Quadratic expressions are algebraic expressions of the form \( ax^2 + bx + c \), where \( a \), \( b \), and \( c \) are constants, and \( a eq 0 \). These expressions are called "quadratic" because they involve the variable \( x \) raised to the second power, or squared. In a quadratic expression like \( x^2 + x - 6 \), you're looking at how these constants influence the shape of its graph, which is a parabola. Quadratics serve as a foundation for many areas of mathematics and are vital in understanding various real-world phenomena, such as projectile motion and areas of shapes. Understanding how to manipulate these expressions can make more complex algebraic tasks much simpler.

Factoring techniques involve rewriting a quadratic expression as a product of simpler expressions. This method is a key skill in algebra and helps solve quadratic equations efficiently. The factored form is often easier to work with because it directly reveals the roots or solutions of the corresponding quadratic equation.

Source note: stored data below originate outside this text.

PR #2112, opened 2018-07-05
Allow using cleartext HTTP/2 from Java

### LINKED ISSUE #2110: No way to create a unencrypted HTTP/2 server with Java
The juggling going on with the `ConnectHttp` in the Java version of `bindAndHandleAsync` will loose the Http2 flag when the context is not encrypted (`effectiveConnectionContext` always returns the `fallbackContext` which doesn't have http2 set since `ConnectHttpImpl` always has an empty `connectionContext`)

johanandren:
Fixes  #2110

### DIFF
--- a/akka-http-core/src/main/scala/akka/http/javadsl/Http.scala
+++ b/akka-http-core/src/main/scala/akka/http/javadsl/Http.scala
@@ -6,25 +6,28 @@ package akka.http.javadsl
 
 import java.net.InetSocketAddress
 import java.util.Optional
+
 import akka.http.impl.util.JavaMapping
 import akka.http.impl.util.JavaMapping.HttpsConnectionContext
 import akka.http.javadsl.model.ws._
-import akka.http.javadsl.settings.{ ConnectionPoolSettings, ClientConnectionSettings, ServerSettings }
-import akka.{ NotUsed, stream }
+import akka.http.javadsl.settings.{ClientConnectionSettings, ConnectionPoolSettings, ServerSettings}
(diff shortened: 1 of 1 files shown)


johanandren:
yea yea, formatting, I know...

ktoso:
Would propose renaming the commit though ;-)

raboof:
I have to admit I don't quite understand how this is intended to fit together. Should `ConnectHttp.effectiveHttpContext` be deprecated? Can/should we fix that one instead of writing an alternative inside `Http`?

johanandren:
Yeah,  I could definitely move the same logic inside ConnectHttp instead, transferring the HTTP/2 flag there. I haven't gotten my head around the `ConnectHttp` design, so I may very well be doing it in a backwards way.

johanandren:
What I find most confusing is that a `ConnectHttp` has a `UseHttp2` getter, which in the concrete subclasses are fields, while at the same time `ConnectHttp` has an optional `HttpsConnectionContext` which in turn _also_ has a `UseHttp2` field. The plot thickens!

The problem in this case is that if there is no https context - in other words what we have is a `ConnectHttpImpl` calling `effectiveHttpContext(fallback)` will just return the fallback, and the `ConnectHttpImpl` http2 flag is lost.

You have any idea what would be a good solution @raboof ?

johanandren:
I think maybe Chris is providing a cleaner solution for this in #2149

chbatey:
Sorry for the duplication, didn't look at existing issues while trying to make this work yesterday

In the example \( x^2 + x - 6 \), finding two numbers that multiply to \(-6\) and add to \(1\) is the crux of factoring it. These numbers, \(3\) and \(-2\), allow you to rewrite the expression as \((x + 3)(x - 2)\). This method is known as "factoring by grouping," and it simplifies the process of solving quadratic equations.

• Look for multiplication factors of \( c \) that sum to \( b \).
• Reconstruct the expression into two binomials.

Mastering this technique is essential for solving problems and simplifying expressions quickly and accurately.

Quadratic equations are solved to find the values of \( x \) that make the equation true. This involves setting the quadratic expression equal to zero and then using various methods, such as factoring, to solve it.

Once you have the factored form of a quadratic, like \((x - 2)(x + 3) = 0\), you can easily find the solutions by setting each factor equal to zero:

• \( x - 2 = 0 \) gives \( x = 2 \).
• \( x + 3 = 0 \) gives \( x = -3 \).

Therefore, the solutions to the quadratic equation are \( x = 2 \) and \( x = -3 \). Solving these equations helps in understanding the points where the parabola intersects the x-axis, providing insights into graphical representations and real-world problem-solving. Understanding these solutions is fundamental to algebra and higher-level mathematics.